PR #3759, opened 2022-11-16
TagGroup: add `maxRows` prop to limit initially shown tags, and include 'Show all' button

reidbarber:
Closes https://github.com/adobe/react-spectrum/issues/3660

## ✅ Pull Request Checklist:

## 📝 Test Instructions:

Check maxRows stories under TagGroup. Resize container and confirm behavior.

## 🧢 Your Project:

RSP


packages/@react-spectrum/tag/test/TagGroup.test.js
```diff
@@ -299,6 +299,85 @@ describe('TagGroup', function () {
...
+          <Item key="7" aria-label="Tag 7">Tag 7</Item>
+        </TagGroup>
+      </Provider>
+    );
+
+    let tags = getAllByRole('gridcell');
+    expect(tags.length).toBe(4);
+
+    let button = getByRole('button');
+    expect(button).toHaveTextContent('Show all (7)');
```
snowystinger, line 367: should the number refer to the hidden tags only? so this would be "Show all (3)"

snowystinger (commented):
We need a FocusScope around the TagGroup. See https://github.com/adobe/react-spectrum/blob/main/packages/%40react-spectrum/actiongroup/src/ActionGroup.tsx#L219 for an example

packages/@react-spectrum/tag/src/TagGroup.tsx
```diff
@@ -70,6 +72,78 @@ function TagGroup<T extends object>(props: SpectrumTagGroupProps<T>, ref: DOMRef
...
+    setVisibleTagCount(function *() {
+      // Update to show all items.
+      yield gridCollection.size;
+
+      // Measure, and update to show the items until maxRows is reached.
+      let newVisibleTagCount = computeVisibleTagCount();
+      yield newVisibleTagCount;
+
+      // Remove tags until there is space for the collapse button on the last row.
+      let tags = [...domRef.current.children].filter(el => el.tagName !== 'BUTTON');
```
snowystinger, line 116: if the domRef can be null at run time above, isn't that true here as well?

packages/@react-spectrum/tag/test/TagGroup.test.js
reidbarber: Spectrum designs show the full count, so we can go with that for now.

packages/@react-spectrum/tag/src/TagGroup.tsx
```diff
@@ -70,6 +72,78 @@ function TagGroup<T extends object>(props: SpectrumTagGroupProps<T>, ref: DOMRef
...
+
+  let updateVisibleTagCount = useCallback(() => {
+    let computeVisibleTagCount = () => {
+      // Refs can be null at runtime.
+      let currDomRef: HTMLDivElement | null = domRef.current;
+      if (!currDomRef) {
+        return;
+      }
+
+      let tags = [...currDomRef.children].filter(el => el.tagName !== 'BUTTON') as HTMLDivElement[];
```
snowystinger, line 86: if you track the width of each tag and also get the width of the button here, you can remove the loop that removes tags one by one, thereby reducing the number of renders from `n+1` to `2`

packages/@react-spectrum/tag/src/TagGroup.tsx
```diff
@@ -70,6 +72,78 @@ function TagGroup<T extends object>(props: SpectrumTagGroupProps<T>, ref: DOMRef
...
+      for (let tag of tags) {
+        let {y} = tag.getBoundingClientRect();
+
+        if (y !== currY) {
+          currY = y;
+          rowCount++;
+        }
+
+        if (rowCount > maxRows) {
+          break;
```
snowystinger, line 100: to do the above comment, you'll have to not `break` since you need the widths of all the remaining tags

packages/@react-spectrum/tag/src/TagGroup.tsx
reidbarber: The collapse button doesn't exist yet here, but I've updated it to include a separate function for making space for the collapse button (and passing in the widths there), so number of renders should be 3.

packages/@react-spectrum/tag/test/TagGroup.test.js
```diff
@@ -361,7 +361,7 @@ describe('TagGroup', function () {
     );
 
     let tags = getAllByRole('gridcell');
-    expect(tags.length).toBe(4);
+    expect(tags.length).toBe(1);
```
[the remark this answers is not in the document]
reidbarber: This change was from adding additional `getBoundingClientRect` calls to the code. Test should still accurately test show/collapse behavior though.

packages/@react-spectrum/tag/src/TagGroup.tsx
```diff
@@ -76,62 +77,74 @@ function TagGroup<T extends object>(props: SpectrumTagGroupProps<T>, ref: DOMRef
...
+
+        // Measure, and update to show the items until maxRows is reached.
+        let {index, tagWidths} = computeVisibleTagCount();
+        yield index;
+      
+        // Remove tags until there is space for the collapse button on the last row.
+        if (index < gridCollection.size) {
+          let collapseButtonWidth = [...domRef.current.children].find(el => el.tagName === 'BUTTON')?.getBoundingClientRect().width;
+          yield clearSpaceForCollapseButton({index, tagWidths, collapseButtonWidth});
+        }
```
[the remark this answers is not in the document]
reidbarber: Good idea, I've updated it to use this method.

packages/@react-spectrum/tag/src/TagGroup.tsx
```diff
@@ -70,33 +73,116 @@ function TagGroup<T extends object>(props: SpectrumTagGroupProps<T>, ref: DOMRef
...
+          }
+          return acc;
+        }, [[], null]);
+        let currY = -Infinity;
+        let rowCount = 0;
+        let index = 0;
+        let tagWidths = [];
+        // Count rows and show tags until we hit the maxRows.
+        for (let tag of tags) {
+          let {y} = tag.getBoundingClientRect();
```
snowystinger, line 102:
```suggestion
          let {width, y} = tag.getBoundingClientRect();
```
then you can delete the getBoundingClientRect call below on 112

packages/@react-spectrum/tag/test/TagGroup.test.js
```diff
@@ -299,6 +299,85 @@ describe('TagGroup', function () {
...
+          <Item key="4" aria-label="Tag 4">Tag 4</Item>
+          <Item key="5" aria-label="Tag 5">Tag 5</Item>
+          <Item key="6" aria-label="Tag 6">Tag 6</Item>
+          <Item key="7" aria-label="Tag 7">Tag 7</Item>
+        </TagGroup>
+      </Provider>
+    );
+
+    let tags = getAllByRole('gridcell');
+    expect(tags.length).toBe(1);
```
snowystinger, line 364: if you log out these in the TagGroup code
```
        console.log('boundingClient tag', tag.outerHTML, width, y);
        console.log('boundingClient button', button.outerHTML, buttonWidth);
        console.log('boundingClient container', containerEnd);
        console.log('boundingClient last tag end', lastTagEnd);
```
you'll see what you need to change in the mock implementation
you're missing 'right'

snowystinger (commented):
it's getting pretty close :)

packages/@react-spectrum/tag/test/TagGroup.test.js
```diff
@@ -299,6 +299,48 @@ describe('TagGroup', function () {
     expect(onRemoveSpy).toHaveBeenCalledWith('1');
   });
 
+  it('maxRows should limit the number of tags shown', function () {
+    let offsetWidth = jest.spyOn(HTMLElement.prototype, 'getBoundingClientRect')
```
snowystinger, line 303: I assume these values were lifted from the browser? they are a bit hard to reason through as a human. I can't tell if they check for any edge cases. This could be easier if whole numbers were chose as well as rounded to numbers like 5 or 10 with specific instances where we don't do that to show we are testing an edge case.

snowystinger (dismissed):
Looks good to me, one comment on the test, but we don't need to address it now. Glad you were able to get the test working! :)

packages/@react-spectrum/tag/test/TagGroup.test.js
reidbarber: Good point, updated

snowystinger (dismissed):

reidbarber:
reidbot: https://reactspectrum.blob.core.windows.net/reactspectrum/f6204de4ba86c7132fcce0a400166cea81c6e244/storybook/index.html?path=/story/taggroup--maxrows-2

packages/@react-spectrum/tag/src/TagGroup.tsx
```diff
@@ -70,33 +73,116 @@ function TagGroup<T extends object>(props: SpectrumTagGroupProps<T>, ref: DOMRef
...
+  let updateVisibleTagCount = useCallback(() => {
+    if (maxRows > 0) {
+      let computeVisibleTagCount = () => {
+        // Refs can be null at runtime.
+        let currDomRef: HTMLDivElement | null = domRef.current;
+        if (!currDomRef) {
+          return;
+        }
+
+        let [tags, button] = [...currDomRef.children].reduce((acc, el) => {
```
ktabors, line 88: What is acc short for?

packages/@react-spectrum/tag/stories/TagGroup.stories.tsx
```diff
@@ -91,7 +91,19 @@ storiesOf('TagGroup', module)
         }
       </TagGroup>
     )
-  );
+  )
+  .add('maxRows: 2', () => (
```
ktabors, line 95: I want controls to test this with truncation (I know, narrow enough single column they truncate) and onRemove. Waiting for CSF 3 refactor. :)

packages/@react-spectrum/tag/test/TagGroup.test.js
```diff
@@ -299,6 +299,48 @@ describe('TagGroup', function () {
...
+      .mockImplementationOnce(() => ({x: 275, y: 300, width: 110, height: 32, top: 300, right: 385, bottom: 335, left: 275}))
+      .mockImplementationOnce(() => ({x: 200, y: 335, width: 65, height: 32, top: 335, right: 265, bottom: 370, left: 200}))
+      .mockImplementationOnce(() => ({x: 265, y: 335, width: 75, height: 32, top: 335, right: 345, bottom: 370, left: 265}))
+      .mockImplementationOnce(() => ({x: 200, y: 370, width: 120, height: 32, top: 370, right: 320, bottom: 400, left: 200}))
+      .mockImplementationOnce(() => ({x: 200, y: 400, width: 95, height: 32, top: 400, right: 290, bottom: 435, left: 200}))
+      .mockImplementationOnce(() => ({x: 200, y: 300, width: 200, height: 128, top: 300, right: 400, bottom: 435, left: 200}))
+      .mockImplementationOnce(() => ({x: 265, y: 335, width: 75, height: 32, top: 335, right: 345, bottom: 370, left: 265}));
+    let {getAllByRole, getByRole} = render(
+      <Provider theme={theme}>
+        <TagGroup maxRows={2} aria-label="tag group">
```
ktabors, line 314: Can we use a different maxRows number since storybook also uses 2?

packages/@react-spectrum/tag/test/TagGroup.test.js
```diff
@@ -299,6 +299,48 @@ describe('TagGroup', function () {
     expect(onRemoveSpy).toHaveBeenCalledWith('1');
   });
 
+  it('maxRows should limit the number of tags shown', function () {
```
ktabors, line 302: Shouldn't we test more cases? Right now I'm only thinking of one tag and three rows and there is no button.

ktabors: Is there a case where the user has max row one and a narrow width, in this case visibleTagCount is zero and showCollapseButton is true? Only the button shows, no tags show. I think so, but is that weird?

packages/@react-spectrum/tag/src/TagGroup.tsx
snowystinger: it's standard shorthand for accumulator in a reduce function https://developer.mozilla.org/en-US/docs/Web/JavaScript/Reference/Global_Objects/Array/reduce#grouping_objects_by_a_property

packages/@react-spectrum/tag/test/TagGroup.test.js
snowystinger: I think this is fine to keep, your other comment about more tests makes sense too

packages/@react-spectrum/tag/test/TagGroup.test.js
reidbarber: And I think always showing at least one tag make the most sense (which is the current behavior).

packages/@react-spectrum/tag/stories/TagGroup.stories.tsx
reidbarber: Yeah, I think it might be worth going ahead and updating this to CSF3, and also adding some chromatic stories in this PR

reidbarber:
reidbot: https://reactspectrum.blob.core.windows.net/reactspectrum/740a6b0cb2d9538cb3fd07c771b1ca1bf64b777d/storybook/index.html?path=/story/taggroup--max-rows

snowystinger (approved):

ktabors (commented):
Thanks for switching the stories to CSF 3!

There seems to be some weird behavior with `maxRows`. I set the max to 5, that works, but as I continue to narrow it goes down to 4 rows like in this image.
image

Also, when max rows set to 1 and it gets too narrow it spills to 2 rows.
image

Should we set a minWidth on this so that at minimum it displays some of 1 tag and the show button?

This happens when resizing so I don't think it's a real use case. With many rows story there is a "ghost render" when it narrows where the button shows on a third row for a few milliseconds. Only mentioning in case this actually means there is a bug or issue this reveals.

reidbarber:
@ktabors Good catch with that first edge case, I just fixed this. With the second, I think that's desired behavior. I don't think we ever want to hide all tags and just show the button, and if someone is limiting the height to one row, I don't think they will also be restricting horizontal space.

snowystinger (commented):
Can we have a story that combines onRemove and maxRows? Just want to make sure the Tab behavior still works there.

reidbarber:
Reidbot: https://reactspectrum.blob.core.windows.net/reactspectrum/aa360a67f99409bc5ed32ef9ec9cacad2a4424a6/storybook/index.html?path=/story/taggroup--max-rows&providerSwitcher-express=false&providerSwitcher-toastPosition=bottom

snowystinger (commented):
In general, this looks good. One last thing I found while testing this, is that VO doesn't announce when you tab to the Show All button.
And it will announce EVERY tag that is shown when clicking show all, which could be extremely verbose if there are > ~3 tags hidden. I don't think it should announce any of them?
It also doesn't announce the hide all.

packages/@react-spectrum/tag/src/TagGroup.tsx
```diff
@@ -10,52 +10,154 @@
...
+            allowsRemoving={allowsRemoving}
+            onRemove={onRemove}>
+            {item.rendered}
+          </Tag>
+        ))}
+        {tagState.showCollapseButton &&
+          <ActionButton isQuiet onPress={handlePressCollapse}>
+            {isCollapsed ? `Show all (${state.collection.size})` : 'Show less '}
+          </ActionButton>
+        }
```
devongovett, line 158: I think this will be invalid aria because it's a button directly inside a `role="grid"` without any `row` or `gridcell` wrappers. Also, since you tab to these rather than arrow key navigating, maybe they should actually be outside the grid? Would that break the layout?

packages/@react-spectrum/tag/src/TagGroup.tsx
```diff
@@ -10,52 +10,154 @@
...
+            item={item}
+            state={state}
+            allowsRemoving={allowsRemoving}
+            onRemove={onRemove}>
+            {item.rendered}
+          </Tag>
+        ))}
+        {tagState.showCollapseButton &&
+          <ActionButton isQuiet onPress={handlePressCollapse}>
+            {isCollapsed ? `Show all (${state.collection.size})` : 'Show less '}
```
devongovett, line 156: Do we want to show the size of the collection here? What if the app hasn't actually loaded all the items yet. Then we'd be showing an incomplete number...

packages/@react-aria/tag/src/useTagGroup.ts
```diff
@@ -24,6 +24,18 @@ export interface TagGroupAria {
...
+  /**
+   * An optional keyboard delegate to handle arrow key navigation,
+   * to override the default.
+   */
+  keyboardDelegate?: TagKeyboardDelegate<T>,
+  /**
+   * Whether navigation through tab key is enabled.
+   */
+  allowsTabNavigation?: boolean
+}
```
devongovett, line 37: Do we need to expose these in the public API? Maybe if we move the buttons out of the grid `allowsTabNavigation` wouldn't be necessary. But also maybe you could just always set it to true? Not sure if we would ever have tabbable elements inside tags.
---
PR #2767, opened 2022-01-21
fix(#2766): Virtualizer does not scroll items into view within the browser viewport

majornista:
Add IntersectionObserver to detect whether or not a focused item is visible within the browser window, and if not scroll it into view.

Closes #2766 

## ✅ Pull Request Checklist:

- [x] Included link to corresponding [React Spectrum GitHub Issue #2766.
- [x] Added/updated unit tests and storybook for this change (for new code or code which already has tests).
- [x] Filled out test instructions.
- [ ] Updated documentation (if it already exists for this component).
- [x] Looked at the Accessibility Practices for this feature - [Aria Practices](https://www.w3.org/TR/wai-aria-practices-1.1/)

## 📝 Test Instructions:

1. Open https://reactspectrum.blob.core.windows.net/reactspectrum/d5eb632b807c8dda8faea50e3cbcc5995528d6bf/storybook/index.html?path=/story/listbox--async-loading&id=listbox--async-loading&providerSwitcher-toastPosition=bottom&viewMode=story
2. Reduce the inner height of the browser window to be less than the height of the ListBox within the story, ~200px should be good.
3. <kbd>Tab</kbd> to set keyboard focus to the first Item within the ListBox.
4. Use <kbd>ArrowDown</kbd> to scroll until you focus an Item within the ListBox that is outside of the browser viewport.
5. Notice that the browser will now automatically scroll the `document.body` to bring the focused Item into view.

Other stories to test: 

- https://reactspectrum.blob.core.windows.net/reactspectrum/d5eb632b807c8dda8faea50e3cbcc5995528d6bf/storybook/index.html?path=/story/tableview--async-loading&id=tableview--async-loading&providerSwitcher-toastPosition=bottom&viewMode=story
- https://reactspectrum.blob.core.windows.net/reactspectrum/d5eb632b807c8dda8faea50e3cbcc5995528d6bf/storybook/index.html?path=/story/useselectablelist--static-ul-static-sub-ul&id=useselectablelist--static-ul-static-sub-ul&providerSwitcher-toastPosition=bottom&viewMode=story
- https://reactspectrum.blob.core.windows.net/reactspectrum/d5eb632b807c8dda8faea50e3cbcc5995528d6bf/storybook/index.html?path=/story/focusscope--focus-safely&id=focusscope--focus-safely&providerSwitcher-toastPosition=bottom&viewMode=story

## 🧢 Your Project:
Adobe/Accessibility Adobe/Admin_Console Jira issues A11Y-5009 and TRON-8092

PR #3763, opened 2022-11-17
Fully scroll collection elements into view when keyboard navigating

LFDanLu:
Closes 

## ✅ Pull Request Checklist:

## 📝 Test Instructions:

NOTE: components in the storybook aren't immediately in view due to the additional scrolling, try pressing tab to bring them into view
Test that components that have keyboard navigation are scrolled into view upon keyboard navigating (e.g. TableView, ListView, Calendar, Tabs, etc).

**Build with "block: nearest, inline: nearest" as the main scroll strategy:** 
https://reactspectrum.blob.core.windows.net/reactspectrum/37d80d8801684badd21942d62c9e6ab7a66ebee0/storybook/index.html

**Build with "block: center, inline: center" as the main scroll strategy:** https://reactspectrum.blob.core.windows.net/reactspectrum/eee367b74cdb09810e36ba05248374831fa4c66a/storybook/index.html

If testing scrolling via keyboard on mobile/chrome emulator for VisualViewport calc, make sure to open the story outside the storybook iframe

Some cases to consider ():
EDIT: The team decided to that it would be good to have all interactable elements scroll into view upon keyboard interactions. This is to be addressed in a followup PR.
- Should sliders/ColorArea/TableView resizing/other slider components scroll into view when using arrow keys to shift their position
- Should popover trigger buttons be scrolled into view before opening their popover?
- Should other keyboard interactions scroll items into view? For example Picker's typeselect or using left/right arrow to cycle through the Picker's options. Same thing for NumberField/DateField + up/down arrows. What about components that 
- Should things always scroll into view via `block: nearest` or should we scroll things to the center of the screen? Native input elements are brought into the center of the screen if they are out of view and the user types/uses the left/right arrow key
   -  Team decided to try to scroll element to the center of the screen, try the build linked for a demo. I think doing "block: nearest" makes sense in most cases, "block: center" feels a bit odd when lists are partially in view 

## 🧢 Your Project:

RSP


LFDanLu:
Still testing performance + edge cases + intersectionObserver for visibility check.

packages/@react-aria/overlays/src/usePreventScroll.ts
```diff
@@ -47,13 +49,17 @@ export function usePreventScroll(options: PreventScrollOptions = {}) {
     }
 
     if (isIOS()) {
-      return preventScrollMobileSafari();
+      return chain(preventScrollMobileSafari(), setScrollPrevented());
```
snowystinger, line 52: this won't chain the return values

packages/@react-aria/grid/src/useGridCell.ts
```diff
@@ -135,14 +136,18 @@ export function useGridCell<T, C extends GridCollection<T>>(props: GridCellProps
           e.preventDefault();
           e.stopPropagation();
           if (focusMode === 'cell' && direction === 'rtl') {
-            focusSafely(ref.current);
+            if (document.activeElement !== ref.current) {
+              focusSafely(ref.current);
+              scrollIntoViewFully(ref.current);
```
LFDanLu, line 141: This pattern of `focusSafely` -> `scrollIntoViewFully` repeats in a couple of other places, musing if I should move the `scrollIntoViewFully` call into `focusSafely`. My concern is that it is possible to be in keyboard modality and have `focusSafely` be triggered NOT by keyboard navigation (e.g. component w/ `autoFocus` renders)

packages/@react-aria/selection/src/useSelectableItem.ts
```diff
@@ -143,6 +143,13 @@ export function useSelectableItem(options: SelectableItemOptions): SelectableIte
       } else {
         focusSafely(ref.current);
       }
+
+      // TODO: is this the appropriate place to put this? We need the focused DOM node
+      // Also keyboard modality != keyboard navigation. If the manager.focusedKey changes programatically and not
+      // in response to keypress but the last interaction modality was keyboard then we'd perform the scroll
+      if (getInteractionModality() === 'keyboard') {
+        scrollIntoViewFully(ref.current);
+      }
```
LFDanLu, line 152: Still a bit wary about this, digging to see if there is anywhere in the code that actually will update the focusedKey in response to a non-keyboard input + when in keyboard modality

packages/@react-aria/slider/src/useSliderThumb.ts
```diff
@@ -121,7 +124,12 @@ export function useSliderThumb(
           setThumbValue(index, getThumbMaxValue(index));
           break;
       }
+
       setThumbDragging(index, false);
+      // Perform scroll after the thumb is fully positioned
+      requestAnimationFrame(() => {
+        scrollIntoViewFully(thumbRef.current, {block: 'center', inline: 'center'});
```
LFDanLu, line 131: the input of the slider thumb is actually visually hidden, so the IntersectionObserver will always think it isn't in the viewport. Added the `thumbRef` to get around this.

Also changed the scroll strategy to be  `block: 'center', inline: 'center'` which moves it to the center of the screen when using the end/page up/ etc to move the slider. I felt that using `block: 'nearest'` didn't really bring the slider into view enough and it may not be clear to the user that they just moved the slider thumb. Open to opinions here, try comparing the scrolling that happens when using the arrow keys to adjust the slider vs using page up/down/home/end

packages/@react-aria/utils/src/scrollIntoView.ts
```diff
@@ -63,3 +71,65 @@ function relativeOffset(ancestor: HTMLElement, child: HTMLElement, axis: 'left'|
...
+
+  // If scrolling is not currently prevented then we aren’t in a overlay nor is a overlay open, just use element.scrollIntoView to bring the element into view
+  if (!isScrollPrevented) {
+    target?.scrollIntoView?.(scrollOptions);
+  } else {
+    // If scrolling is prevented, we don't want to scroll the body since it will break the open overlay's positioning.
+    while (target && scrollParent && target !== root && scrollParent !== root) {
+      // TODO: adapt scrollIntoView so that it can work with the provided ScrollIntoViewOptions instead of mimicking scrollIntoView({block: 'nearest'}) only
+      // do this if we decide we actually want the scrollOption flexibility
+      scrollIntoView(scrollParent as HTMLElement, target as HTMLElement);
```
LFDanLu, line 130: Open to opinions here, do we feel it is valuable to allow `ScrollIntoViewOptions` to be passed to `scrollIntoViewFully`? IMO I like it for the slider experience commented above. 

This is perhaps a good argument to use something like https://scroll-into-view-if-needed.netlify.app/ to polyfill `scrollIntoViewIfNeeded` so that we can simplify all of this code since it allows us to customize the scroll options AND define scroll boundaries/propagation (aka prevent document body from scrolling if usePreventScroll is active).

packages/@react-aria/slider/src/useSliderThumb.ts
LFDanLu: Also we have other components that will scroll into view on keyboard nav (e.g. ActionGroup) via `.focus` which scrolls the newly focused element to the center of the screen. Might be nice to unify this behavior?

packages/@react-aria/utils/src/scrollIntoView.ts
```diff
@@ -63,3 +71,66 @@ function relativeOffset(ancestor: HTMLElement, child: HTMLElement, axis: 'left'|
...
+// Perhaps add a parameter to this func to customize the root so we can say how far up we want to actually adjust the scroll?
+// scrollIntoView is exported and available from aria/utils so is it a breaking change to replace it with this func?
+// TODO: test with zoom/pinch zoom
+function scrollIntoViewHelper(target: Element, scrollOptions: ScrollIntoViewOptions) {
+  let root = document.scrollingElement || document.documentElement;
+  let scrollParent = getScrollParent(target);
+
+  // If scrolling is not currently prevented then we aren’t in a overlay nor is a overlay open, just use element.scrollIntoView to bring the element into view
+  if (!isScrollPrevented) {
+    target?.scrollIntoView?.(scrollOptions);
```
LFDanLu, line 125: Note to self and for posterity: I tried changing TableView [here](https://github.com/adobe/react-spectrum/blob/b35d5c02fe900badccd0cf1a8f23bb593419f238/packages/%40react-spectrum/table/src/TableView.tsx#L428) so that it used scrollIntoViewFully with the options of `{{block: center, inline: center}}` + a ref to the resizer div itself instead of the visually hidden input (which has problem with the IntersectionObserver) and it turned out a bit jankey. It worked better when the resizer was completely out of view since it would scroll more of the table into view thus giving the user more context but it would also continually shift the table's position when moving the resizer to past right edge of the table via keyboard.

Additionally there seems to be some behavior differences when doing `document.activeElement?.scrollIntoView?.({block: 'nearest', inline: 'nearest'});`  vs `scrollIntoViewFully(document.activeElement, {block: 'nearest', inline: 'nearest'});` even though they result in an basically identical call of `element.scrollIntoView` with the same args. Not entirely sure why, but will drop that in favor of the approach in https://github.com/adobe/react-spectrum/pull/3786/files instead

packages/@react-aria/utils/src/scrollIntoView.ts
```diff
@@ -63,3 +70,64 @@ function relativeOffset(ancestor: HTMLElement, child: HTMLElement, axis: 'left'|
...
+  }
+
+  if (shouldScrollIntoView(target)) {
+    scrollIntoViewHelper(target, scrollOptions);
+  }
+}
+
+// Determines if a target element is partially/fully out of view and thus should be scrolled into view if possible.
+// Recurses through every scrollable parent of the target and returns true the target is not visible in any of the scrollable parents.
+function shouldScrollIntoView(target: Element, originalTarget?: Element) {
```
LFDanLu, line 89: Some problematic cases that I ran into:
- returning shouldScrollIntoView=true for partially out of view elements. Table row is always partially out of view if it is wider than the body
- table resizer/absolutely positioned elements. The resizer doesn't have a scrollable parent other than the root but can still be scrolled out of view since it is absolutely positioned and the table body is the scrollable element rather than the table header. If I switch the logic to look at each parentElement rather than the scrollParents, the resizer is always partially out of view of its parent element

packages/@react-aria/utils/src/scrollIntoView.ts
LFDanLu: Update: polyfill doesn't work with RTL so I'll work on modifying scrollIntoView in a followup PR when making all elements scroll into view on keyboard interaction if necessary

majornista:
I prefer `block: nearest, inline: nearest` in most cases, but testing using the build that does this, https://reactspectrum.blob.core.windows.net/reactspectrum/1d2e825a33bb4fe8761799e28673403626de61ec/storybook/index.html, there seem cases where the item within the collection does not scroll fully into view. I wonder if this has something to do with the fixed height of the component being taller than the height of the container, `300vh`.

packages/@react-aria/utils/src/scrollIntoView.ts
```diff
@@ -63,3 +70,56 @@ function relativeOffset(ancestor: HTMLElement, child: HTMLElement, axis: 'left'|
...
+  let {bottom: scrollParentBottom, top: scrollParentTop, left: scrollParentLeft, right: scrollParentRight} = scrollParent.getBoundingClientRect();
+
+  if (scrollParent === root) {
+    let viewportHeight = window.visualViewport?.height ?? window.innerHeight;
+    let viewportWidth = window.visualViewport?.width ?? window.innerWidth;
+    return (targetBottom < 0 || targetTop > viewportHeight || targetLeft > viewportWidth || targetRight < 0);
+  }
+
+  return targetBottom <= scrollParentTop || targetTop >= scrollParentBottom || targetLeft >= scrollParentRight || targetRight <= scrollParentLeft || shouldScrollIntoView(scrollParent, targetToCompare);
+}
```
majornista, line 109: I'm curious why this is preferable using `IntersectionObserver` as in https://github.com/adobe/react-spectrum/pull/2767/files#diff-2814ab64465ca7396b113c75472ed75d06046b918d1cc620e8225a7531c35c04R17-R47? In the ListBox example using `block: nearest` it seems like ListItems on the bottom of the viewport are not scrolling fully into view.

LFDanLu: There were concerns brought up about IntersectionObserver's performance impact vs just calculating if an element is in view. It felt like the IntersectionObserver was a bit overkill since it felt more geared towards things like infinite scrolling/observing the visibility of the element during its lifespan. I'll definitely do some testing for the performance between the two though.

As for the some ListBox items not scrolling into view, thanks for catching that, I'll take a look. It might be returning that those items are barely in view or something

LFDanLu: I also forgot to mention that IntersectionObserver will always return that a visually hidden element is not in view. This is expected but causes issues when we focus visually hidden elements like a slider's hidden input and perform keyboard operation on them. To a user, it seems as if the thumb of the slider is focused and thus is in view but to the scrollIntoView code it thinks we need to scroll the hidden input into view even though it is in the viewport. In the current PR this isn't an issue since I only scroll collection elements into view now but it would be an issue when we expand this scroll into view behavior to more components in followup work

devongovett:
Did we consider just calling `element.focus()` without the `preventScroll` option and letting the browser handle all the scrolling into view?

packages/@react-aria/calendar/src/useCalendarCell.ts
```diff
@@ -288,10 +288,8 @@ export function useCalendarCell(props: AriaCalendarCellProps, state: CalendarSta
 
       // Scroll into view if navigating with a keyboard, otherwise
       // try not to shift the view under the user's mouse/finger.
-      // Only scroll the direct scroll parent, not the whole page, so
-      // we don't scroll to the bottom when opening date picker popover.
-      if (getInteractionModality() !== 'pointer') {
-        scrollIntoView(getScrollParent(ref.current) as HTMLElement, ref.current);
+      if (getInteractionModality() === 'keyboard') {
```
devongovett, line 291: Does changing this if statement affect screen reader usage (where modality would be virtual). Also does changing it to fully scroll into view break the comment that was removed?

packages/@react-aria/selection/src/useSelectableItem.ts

* [Prompt]:
Scan the material above for "computeVisibleTagCount". Copy every line where it appears.

* [Solution]:
+      let newVisibleTagCount = computeVisibleTagCount();
+    let computeVisibleTagCount = () => {
+        let {index, tagWidths} = computeVisibleTagCount();
+      let computeVisibleTagCount = () => {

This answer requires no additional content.